Parents and grandparents are creating trusts more often to set aside money for the next generation. As Atlantic County, New Jersey, family law attorney Erika Appenzeller points out, “Although becoming a parent is a task in itself, it’s vital to take a few extra steps to have a financial plan in place for your children.”
Setting Up the Trust
Trusts can hold money or property, but they must hold something or they’re useless. That “something” can be as little as $100 to start – you can keep adding to the fund as the years progress. “It’s never too late to set up a trust fund for your child’s future,” says Appenzeller, “and you don’t have to be wealthy.”
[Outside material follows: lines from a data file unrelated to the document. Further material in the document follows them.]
PR #1623, opened 2021-09-15
Update remote artifact urls on sync if the url of the artifact has changed

dralley:
closes: #9395
https://pulp.plan.io/issues/9395

### DIFF
--- a/CHANGES/9395.bugfix
+++ b/CHANGES/9395.bugfix
@@ -1,0 +1,1 @@
+Fixed an issue where on_demand content might not be downloaded properly if the remote URL was changed (even if re-synced).
--- a/pulpcore/plugin/stages/artifact_stages.py
+++ b/pulpcore/plugin/stages/artifact_stages.py
@@ -276,13 +276,11 @@ class RemoteArtifactSaver(Stage):
             The coroutine for this stage.
         """
         async for batch in self.batches():
-            await sync_to_async(RemoteArtifact.objects.bulk_get_or_create)(
-                await self._needed_remote_artifacts(batch)
-            )
+            await self._handle_remote_artifacts(batch)
             for d_content in batch:
                 await self.put(d_content)
 
-    async def _needed_remote_artifacts(self, batch):
+    async def _handle_remote_artifacts(self, batch):
         """
         Build a list of only :class:`~pulpcore.plugin.models.RemoteArtifact` that need
         to be created for the batch.
@@ -318,7 +316,8 @@ class RemoteArtifactSaver(Stage):
         #
         # We can end up with duplicates (diff pks, same sha256) in the sequence below,
         # so we store by-sha256 and then return the final values
-        needed_ras = {}  # { str(<sha256>): RemoteArtifact, ... }
+        ras_to_create = {}  # { str(<sha256>): RemoteArtifact, ... }
+        ras_to_update = {}
         for d_content in batch:
             for d_artifact in d_content.d_artifacts:
                 if not d_artifact.remote:
@@ -379,14 +378,25 @@ class RemoteArtifactSaver(Stage):
                 async for remote_artifact in sync_to_async_iterable(
                     content_artifact._remote_artifact_saver_ras
                 ):
-                    if remote_artifact.remote_id == d_artifact.remote.pk:
+                    if d_artifact.url == remote_artifact.url:
+                        break
+
+                    if d_artifact.remote.pk == remote_artifact.remote_id:
+                        key = f"{content_artifact.pk}-{remote_artifact.remote_id}"
+                        remote_artifact.url = d_artifact.url
+                        ras_to_update[key] = remote_artifact
                         break
                 else:
                     remote_artifact = self._create_remote_artifact(d_artifact, content_artifact)
-                    key = f"{str(content_artifact.pk)}-{str(d_artifact.remote.pk)}"
-                    needed_ras[key] = remote_artifact
+                    key = f"{content_artifact.pk}-{d_artifact.remote.pk}"
+                    ras_to_create[key] = remote_artifact
 
-        return list(needed_ras.values())
+        if ras_to_create:
+            await sync_to_async(RemoteArtifact.objects.bulk_create)(list(ras_to_create.values()))
+        if ras_to_update:
+            await sync_to_async(RemoteArtifact.objects.bulk_update)(
+                list(ras_to_update.values()), fields=["url"]
+            )
 
     @staticmethod
     def _create_remote_artifact(d_artifact, content_artifact):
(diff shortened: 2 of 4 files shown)


dralley:
**Discussion needed:** https://pulp.plan.io/issues/9395#note-6

pulpcore/plugin/stages/artifact_stages.py
```diff
@@ -379,14 +378,25 @@ async def _needed_remote_artifacts(self, batch):
                 async for remote_artifact in sync_to_async_iterable(
                     content_artifact._remote_artifact_saver_ras
                 ):
-                    if remote_artifact.remote_id == d_artifact.remote.pk:
+                    if d_artifact.remote.url == remote_artifact.url:
+                        break
+
+                    if d_artifact.remote.pk == remote_artifact.remote_id:
+                        key = f"{str(content_artifact.pk)}-{str(d_artifact.remote.pk)}"
+                        remote_artifact.url = d_artifact.url
```
dralley, line 386: TL;DR:

If the relative path of the artifact within the repo has changed, or if the base path of the repo has changed, we update the RemoteArtifact to match the new URL

pulpcore/plugin/stages/artifact_stages.py
```diff
@@ -379,14 +378,25 @@ async def _needed_remote_artifacts(self, batch):
...
+                        ras_to_update[key] = remote_artifact
                         break
                 else:
                     remote_artifact = self._create_remote_artifact(d_artifact, content_artifact)
                     key = f"{str(content_artifact.pk)}-{str(d_artifact.remote.pk)}"
-                    needed_ras[key] = remote_artifact
+                    ras_to_create[key] = remote_artifact
 
-        return list(needed_ras.values())
```
gerrod3, line 389: Little confused on why a value was being returned before (doesn't seem it was getting used).

dralley: It was being used - the `bulk_create()` (actually `bulk_get_or_create()` was happening externally.

gerrod3: I see, all these wrappers make things confusing.

dralley: Yup.  I hope Django does get native async ORM soon...

dralley: Speaking of: https://github.com/django/django/pull/14843

pulpcore/plugin/stages/artifact_stages.py
ipanova: Here are some specific examples on how this problem can affect plugins:
1. RPM plugin: part of the [remote_artifact.url](https://github.com/pulp/pulp_rpm/blob/master/pulp_rpm/app/tasks/synchronizing.py#L1040-L1050) is composed of `location_href` which is specified in the repodata. It might happen so that it will change in the remote repo , and with the next sync no new RemoteArtifacts will be created because of [uniqueness constraint]( https://github.com/pulp/pulpcore/blob/master/pulpcore/app/models/content.py#L663) and old RemoteArtifacts would point to an invalid url and as a result  user will get 404.
2. File plugin: create and sync a `local_repoA` with on_demand policy from `https://remote.repos.com/repoA/PULP_MANIFEST`. Then update `remote.url` to point to `https://remote.repos.com/exact_copy_of_repoA/PULP_MANIFEST`. Imagine that `remote.repos.com/repoA`. has been removed and only `remote.repos.com/exact_copy_of_repoA` is left. Re-sync `local_repoA`. Users will get 404 afterwards because `remote_artifact.url` will still point to old unavailable url and not new remote_artifacts would be created.
3. Container plugin: similar to file plugin workflow just the url to the registry would change

I'd prefer to change uniqueness constraint of the RemoteArtifact so it also contains the `url` in addition to `content_artifact` and `remote` however due to outlined by @dralley reasons that this would not be backportable  taken by him approach makes sense.

pulpcore/plugin/stages/artifact_stages.py
```diff
@@ -379,14 +378,25 @@ async def _needed_remote_artifacts(self, batch):
                 async for remote_artifact in sync_to_async_iterable(
                     content_artifact._remote_artifact_saver_ras
                 ):
-                    if remote_artifact.remote_id == d_artifact.remote.pk:
+                    if d_artifact.remote.url == remote_artifact.url:
```
mdellweg, line 381:
```suggestion
                    if d_artifact.url == remote_artifact.url:
```

pulpcore/plugin/stages/artifact_stages.py
```diff
@@ -379,14 +378,25 @@ async def _needed_remote_artifacts(self, batch):
...
+                        break
+
+                    if d_artifact.remote.pk == remote_artifact.remote_id:
+                        key = f"{str(content_artifact.pk)}-{str(d_artifact.remote.pk)}"
```
mdellweg, line 385: Do we need that key? The only use of it i see is as a key for the dictionary. So it imposes some uniqueness.

pulpcore/plugin/stages/artifact_stages.py
```diff
@@ -379,14 +378,25 @@ async def _needed_remote_artifacts(self, batch):
                 async for remote_artifact in sync_to_async_iterable(
                     content_artifact._remote_artifact_saver_ras
                 ):
-                    if remote_artifact.remote_id == d_artifact.remote.pk:
+                    if d_artifact.url == remote_artifact.url:
+                        break
+
+                    if d_artifact.remote.pk == remote_artifact.remote_id:
+                        key = f"{str(content_artifact.pk)}-{str(remote_artifact.remote_id)}"
```
bmbouter, line 385: This could also be changed like so because of auto-string conversion of fstrings

```suggestion
                        key = f"{content_artifact.pk}-{remote_artifact.remote_id}"
```

CHANGES/9395.bugfix
```diff
@@ -0,0 +1 @@
+Fixed an issue where on_demand content might not be downloaded properly if the remote URL was changed (even if re-synced).
```
bmbouter, line 1: How can we write an automated test for this?

bmbouter: I think if we had a pulp_file fixture that had a different layout but the same content we could test this by:

1. sync one of the fixtures with on_demand
2. change the remote.url to the other fixture
3. observe the 404
4. sync
5. observe the 404's go away

dralley: I think we cannot, because a change to the layout would yield a different set of content, because `relative_path` is part of it.

dralley: @bmbouter Test added

mdellweg (approved):
My concerns have been addressed.

ipanova (approved):
Thank you for adding the test!

CHANGES/9395.bugfix
bmbouter: Thank you! +1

You can create one trust fund for all of your children, or give them each their own. If you choose the first option, each child can have a separate account within the trust. “You need the right person to help you set it up properly,” Appenzeller advises. The trust should achieve exactly what you intend, but plenty of pitfalls await if its not correctly set up.
What Can Go Wrong?
Trusts can dump a windfall on a child when he turns 21, which may invite disaster. Not all young adults are mature and responsible enough to handle a significant lump sum of money, so consider dividing the gift into segments. He might receive a portion at 21, another at 25 and the last at age 30. You might also hinge the gifts to certain events, tagging some for college, some for a wedding, or a portion toward the purchase of a first home. You can make these events discretionary – your child will still receive regular increments of money, but the trustee can distribute more for specially-tagged needs.
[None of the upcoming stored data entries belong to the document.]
PR #1624, opened 2021-09-15
Do bulk_touch instead of touching one by one

lubosmj:
closes #9266

### DIFF
--- a/CHANGES/9266.bugfix
+++ b/CHANGES/9266.bugfix
@@ -1,0 +1,1 @@
+Fixed the repository modify endpoint performance problems.
--- a/pulpcore/app/tasks/repository.py
+++ b/pulpcore/app/tasks/repository.py
@@ -11,6 +11,7 @@ from rest_framework.serializers import ValidationError
 
 from pulpcore.app import models
 from pulpcore.app.models import ProgressReport
+
 from pulpcore.plugin.sync import sync_to_async_iterable
 
 log = getLogger(__name__)
--- a/pulpcore/plugin/actions.py
+++ b/pulpcore/plugin/actions.py
@@ -1,6 +1,7 @@
-from django.db import DatabaseError
+from gettext import gettext as _
 from drf_spectacular.utils import extend_schema
 from rest_framework.decorators import action
+from rest_framework.serializers import ValidationError
 
 from pulpcore.app import tasks
 from pulpcore.app.models import Content, RepositoryVersion
@@ -9,6 +10,7 @@ from pulpcore.app.serializers import (
     AsyncOperationResponseSerializer,
     RepositoryAddRemoveContentSerializer,
 )
+from pulpcore.app.viewsets import NamedModelViewSet
 from pulpcore.tasking.tasks import dispatch
 
 
@@ -26,8 +28,9 @@ class ModifyRepositoryActionMixin:
         """
         Queues a task that creates a new RepositoryVersion by adding and removing content units
         """
-        add_content_units = []
-        remove_content_units = []
+        add_content_units = {}
+        remove_content_units = {}
+
         repository = self.get_object()
         serializer = self.get_serializer(data=request.data)
         serializer.is_valid(raise_exception=True)
@@ -39,22 +42,26 @@ class ModifyRepositoryActionMixin:
 
         if "add_content_units" in request.data:
             for url in request.data["add_content_units"]:
-                content = self.get_resource(url, Content)
-                try:
-                    content.touch()
-                except DatabaseError:
-                    # content has since been removed. call get_url to raise an exception.
-                    content = self.get_resource(url, Content)
-                add_content_units.append(content.pk)
+                add_content_units[NamedModelViewSet.extract_pk(url)] = url
+
+            content_units_pks = set(add_content_units.keys())
+            existing_content_units = Content.objects.filter(pk__in=content_units_pks)
+            existing_content_units.touch()
+
+            self.verify_content_units(existing_content_units, add_content_units)
+
+            add_content_units = list(add_content_units.keys())
 
         if "remove_content_units" in request.data:
-            for url in request.data["remove_content_units"]:
-                if url == "*":
-                    remove_content_units = [url]
-                    break
-                else:
-                    content = self.get_resource(url, Content)
-                    remove_content_units.append(content.pk)
+            if "*" in request.data["remove_content_units"]:
+                remove_content_units = ["*"]
+            else:
+                for url in request.data["remove_content_units"]:
+                    remove_content_units[NamedModelViewSet.extract_pk(url)] = url
+                content_units_pks = set(remove_content_units.keys())
+                existing_content_units = Content.objects.filter(pk__in=content_units_pks)
+                self.verify_content_units(existing_content_units, remove_content_units)
+                remove_content_units = list(remove_content_units.keys())
 
         task = dispatch(
             tasks.repository.add_and_remove,
@@ -67,3 +74,15 @@ class ModifyRepositoryActionMixin:
             },
         )
         return OperationPostponedResponse(task, request)
+
+    def verify_content_units(self, content_units, all_content_units):
+        """Verify referenced content units."""
+        existing_content_units_pks = content_units.values_list("pk", flat=True)
+        existing_content_units_pks = {str(pk) for pk in existing_content_units_pks}
+
+        missing_pks = set(all_content_units.keys()) - existing_content_units_pks
+        if missing_pks:
+            missing_hrefs = [all_content_units[pk] for pk in missing_pks]
+            raise ValidationError(
+                _("Could not find the following content units: {}").format(missing_hrefs)
+            )


pulpcore/app/tasks/repository.py
```diff
@@ -221,6 +225,15 @@ def add_and_remove(repository_pk, add_content_units, remove_content_units, base_
         else:
             remove_content_units = []
 
+    existing_add_content_units = models.Content.objects.filter(pk__in=add_content_units)
+    pks = {str(pk) for pk in existing_add_content_units.values_list("pk", flat=True)}
+
+    non_existing_units = set(add_content_units) - set(pks)
+    if non_existing_units:
+        raise RuntimeError(non_existing_units)
```
daviddavis, line 233: I think this error needs a little more information for the user (e.g. `Could not find content units {pks}.`).

Also, the redmine issue says that the error should have a list of hrefs (not pks). I don't mind using pks in the error message but I think @dkliban insisted we use hrefs.

pulpcore/plugin/actions.py
```diff
@@ -38,14 +38,9 @@ def modify(self, request, pk):
...
-                content = self.get_resource(url, Content)
-                try:
-                    content.touch()
-                except DatabaseError:
-                    # content has since been removed. call get_url to raise an exception.
-                    content = self.get_resource(url, Content)
-                add_content_units.append(content.pk)
+            add_content_units.extend(
+                [NamedModelViewSet.extract_pk(uri) for uri in request.data["add_content_units"]]
+            )
```
daviddavis, line 43: We should still touch the content units in the viewset but using a bulk query. I think you should add this line:

```
Content.objects.filter(pk__in=add_content_units).touch()
```

pulpcore/app/tasks/repository.py
dralley: It's going to be a little complicated because for the lookup you need PKs (because we can't do those one at a time) and for the error you need the HREFs.

Probably we need to keep a mapping of PK->HREF somewhere and use that to figure out the HREFs for the missing PKs.

pulpcore/plugin/actions.py
lubosmj: By the way, cannot this be done somehow implicitly? I do understand that one needs to touch content all the time due to the orphan cleanup workflow, but may we think about a smarter way of "refreshing" the content? Can we hook some timers to all database objects that will be triggered once a while and when there is no reverse reference to, e.g., a repository object, the objects will automatically clean themselves up? Otherwise, the timers will be reset. Maybe, this was already discussed; then, ignore me.

pulpcore/plugin/actions.py
```diff
@@ -38,14 +38,10 @@ def modify(self, request, pk):
             base_version_pk = None
 
         if "add_content_units" in request.data:
-            for url in request.data["add_content_units"]:
-                content = self.get_resource(url, Content)
```
ipanova, line 42: there is no modify endpoint in the pulp-container however there is a similar one `add`. Can these changes be applied there as well?

pulpcore/plugin/actions.py
```diff
@@ -38,14 +38,10 @@ def modify(self, request, pk):
...
-                    # content has since been removed. call get_url to raise an exception.
-                    content = self.get_resource(url, Content)
-                add_content_units.append(content.pk)
+            add_content_units.extend(
+                [NamedModelViewSet.extract_pk(uri) for uri in request.data["add_content_units"]]
+            )
+            Content.objects.filter(pk__in=add_content_units).touch()
 
         if "remove_content_units" in request.data:
             for url in request.data["remove_content_units"]:
```
ipanova, line 47: how about we also use `extract_pk` here?

pulpcore/app/tasks/repository.py
```diff
@@ -221,6 +232,46 @@ def add_and_remove(repository_pk, add_content_units, remove_content_units, base_
...
+        add_content_units, add_content_units_hrefs
+    )
+
     with repository.new_version(base_version=base_version) as new_version:
         new_version.remove_content(models.Content.objects.filter(pk__in=remove_content_units))
-        new_version.add_content(models.Content.objects.filter(pk__in=add_content_units))
+        new_version.add_content(existing_add_content_units)
+
+
+def touch_existing_content_units(add_content_units, add_content_units_hrefs):
```
ipanova, line 244: In my understanding, the primary goal of the additional checks that should happen inside of the task is to determine whether there is any diff in the list of pks passed into the task vs list of the pks of the content that was returned inside of the task. If there is a diff it means that there was removed content( already not existing content at the time bulk touch was called in the viewset)  and an error should be raised.
I don't think we should `touch` again the content since it was already touched in the viewset, therefore I'd rename this method to reflect what's happening inside of it.
@mdellweg I remember we had a discussion about whether it makes sense to double - touch the content 1) in the viewset and then 2) inside of the task and I *think* we came to the conclusion that it is unnecessary.

mdellweg: I agree. In the task, touch should not be necessary, because we intend to add that content to a repo version immediately.
If we are in a transaction, we can do something like `select_for_update` to add a db lock on the content.

pulpcore/plugin/actions.py
daviddavis: > I do understand that one needs to touch content all the time due to the orphan cleanup workflow, but may we think about a smarter way of "refreshing" the content?

Content that is attached to a repository won't be cleaned up. Check out the [orphan cleanup task](https://github.com/pulp/pulpcore/blob/6068e18f117da33025d702ded971c276084c3d49/pulpcore/app/tasks/orphan.py#L53-L55) and [`orphaned` qs method](https://github.com/pulp/pulpcore/blob/6068e18f117da33025d702ded971c276084c3d49/pulpcore/app/models/content.py#L451). We don't need to worry about resetting the `timestamp_of_interest` for this Content. However, if the user is adding content to a repository, there is a good chance that this content is orphan content. So it needs to be touched. 

There were some alternate proposals we considered, two solutions were outlined on the issue, and there was discussion you can check out:

https://pulp.plan.io/issues/7659

daviddavis:
I think this code could be greatly simplified if we took a different approach and handled missing hrefs in the viewset. We wouldn't need to edit the task code at all. Here's a proof of concept:

https://gist.github.com/daviddavis/f1568eb05d86786cb0167a2d1a8e24f0

lubosmj:
I followed David's approach. Thank you for sharing that!

dralley:
I'm on PTO tomorrow, but I like this approach also, and apart from the CI it looks good to me.

I did notice that in the CI logs it is complaining that there are coroutines in the stages pipeline that aren't awaited.  I think that is a problem.

lubosmj:
The error should be now resolved. It was related to improper usage of the function `extract_pk`. The investigation is no longer needed.

pulpcore/plugin/actions.py
ipanova: `get_resource` will raise an error if the resource is not longer in pulp. I was thinking to re-use `touch_content_units` for both add and remove content units except for the touch call that can happen outside of the function.

lubosmj: I updated the PR with the proposed changes.

pulpcore/plugin/actions.py
```diff
@@ -26,8 +28,9 @@ def modify(self, request, pk):
         """
         Queues a task that creates a new RepositoryVersion by adding and removing content units
         """
-        add_content_units = []
-        remove_content_units = []
+        add_content_units = {}
```
daviddavis, line 31: I'm surprised this works. You don't have to convert these to lists somehow before sending them to the task?

CHANGES/9266.bugfix
```diff
@@ -0,0 +1 @@
+Refactored a method which updates content's timestamps checked by the orphan cleanup workflow.
```
daviddavis, line 1: I don't think users will understand this changelog message. What about:

```suggestion
Addressed repository version modify endpoint performance problems.
```

pulpcore/plugin/actions.py
```diff
@@ -39,22 +42,32 @@ def modify(self, request, pk):
...
+            content_units_pks = set(add_content_units.keys())
+            existing_content_units = Content.objects.filter(pk__in=content_units_pks)
+            existing_content_units.touch()
+
+            self.verify_content_units(existing_content_units, add_content_units)
+
+            add_content_units = list(add_content_units.keys())
 
         if "remove_content_units" in request.data:
+            removing_all_units = False
```
daviddavis, line 56: Couldn't you just do:

```
if "remove_content_units" in request.data:
    if "*" in request.data["*"]:
        remove_content_units = ["*"]  # or {"*": "*"} if you're using a dict
    else:
        for url in request.data["remove_content_units"]:
        # ...
```

daviddavis (approved):
LGTM. Two small suggestions.

CHANGES/9266.bugfix
ipanova: I agree, or otherwise move this to .misc if you position this fix as a refactor.

ipanova:
we need a backport issue for 3.14

ipanova (approved):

Arranging all this can get costly, however. You’ll need someone to run the trust during your lifetime and if the trust is irrevocable — as it should be for the utmost tax advantage to you — that someone cannot be you. You might select a friend or family member, but if you rely on a lawyer or an institution, they’ll probably expect to be paid for their services. The funds for this typically come out of the trust, so you’ll want to put someone in charge with the experience to make sure the money and property in the trust continue to grow.
What Can Go Right?
You can give your child a solid head start on adulthood if you set the trust up properly. Many parents save for college anyway, so forming a trust can serve this purpose and act as a receptacle for the money. With the right legal guidance, you can ensure that the money cannot be diverted to your child’s creditors or a spouse in the event of divorce. Outright gifts don’t share this type of protection.
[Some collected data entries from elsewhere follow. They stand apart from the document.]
PR #1625, opened 2021-09-15
Use fields attname for natural key calculations

mdellweg:
fixes #9409

~This is a suggestion. It would need a ticket if this is desired.~

### DIFF
--- a/pulpcore/app/models/content.py
+++ b/pulpcore/app/models/content.py
@@ -11,6 +11,7 @@ import subprocess
 
 import gnupg
 
+from functools import lru_cache
 from itertools import chain
 
 from django.conf import settings
@@ -494,9 +495,22 @@ class Content(MasterModel, QueryMixin):
     @classmethod
     def natural_key_fields(cls):
         """
-        Returns a tuple of the natural key fields which usually equates to unique_together fields
+        Returns a tuple of the natural key fields which usually equates to unique_together fields.
+
+        This can be overwritten in subclasses and should return a tuple of field names.
         """
         return tuple(chain.from_iterable(cls._meta.unique_together))
+
+    @classmethod
+    @lru_cache(typed=True)
+    def _sanitized_natural_key_fields(cls):
+        """
+        This function translates the names of the key fields to their attname.
+
+        In case of foreign keys, this decodes to the corresponding `<...>_id` field preventing
+        extra DB accesses to fetch the related objects.
+        """
+        return tuple(getattr(cls, field).field.attname for field in cls.natural_key_fields())
 
     def natural_key(self):
         """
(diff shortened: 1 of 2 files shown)


mdellweg:
This probably _needs_ caching on the class level.

pulpcore/app/models/content.py
```diff
@@ -498,23 +498,24 @@ def natural_key_fields(cls):
         """
         return tuple(chain.from_iterable(cls._meta.unique_together))
 
+    @classmethod
+    def _sanitized_natural_key_fields(cls):
+        return tuple(getattr(cls, field).field.attname)
```
daviddavis, line 503: Where is field defined?

mdellweg: My bad. Look again...

daviddavis:
Looks good now. I'm curious about how the field name pulled from the unique_together and the field's attname would differ?

pulpcore/app/models/content.py
mdellweg: This abstraction function seems to be needed, since plugins use `natural_key_fields` in their `model_resources`, and they do not support the `*_id` field.
Also it much more natural for the plugin writer if overwriting the `natural_key_fields` function to refer to the actual field names.

mdellweg:
> Looks good now. I'm curious about how the field name pulled from the unique_together and the field's attname would differ?

They differ in the case of a ForeignKeyField. See the discussion: https://github.com/pulp/pulp_container/pull/396

pulpcore/app/models/content.py
```diff
@@ -498,23 +498,24 @@ def natural_key_fields(cls):
         """
         return tuple(chain.from_iterable(cls._meta.unique_together))
 
+    @classmethod
+    def _sanitized_natural_key_fields(cls):
```
mdellweg, line 502: `from functools import lru_cache`

```suggestion
    @lru_cache(typed=True)
    def _sanitized_natural_key_fields(cls):
```

Should speed this up.

daviddavis: Can you leave a docstring for this method to indicate why it's needed?

dralley:
The thing to be most careful with is probably import/export

mdellweg:
> The thing to be most careful with is probably import/export, since that's what broke the other PR originally

PIE seems to use `natural_key_fields' for the `import_id_fields` in some plugins. Therefore i did not touch that function (only its docstring...).

pulpcore/app/models/content.py
```diff
@@ -494,27 +495,37 @@ class Meta:
...
+    @classmethod
+    @lru_cache(typed=True)
+    def _sanitized_natural_key_fields(cls):
+        """
+        This function translates the names of the key fields to their attname.
+
+        In case of foreign keys, this decodes to the corresponding `<...>_id` field preventing
+        extra DB accesses to fetch the related objects.
+        """
+        return tuple(getattr(cls, field).field.attname for field in cls.natural_key_fields())
```
ipanova, line 513: looks good! :100:

ipanova (approved):

daviddavis (approved):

You’re not limited to funding the trust with your own money and assets. Think of all those birthdays when friends and family give money to your kids that may or may not be saved for the future. Ask them to contribute to their trust account instead.
Benefits for Parents
Children aren’t the only ones to benefit from trust funds. The Internal Revenue Code provides that individuals can give away up to $14,000 a year as of 2016 without incurring a gift tax. Funneling $14,000 a year or so into the trust will ultimately decrease the value of your estate, potentially dodging the estate tax bullet. But speak with an attorney to make sure you structure the trust just right for tax benefits.
The beneficiary — your child — must have a “present interest” right to the money to allow you to qualify for the gift tax exclusion – meaning he can take the money immediately if he wants to. But minors cannot hold property, so you would have authority as his parent or guardian to leave the money in place for maximum growth until he reaches adulthood.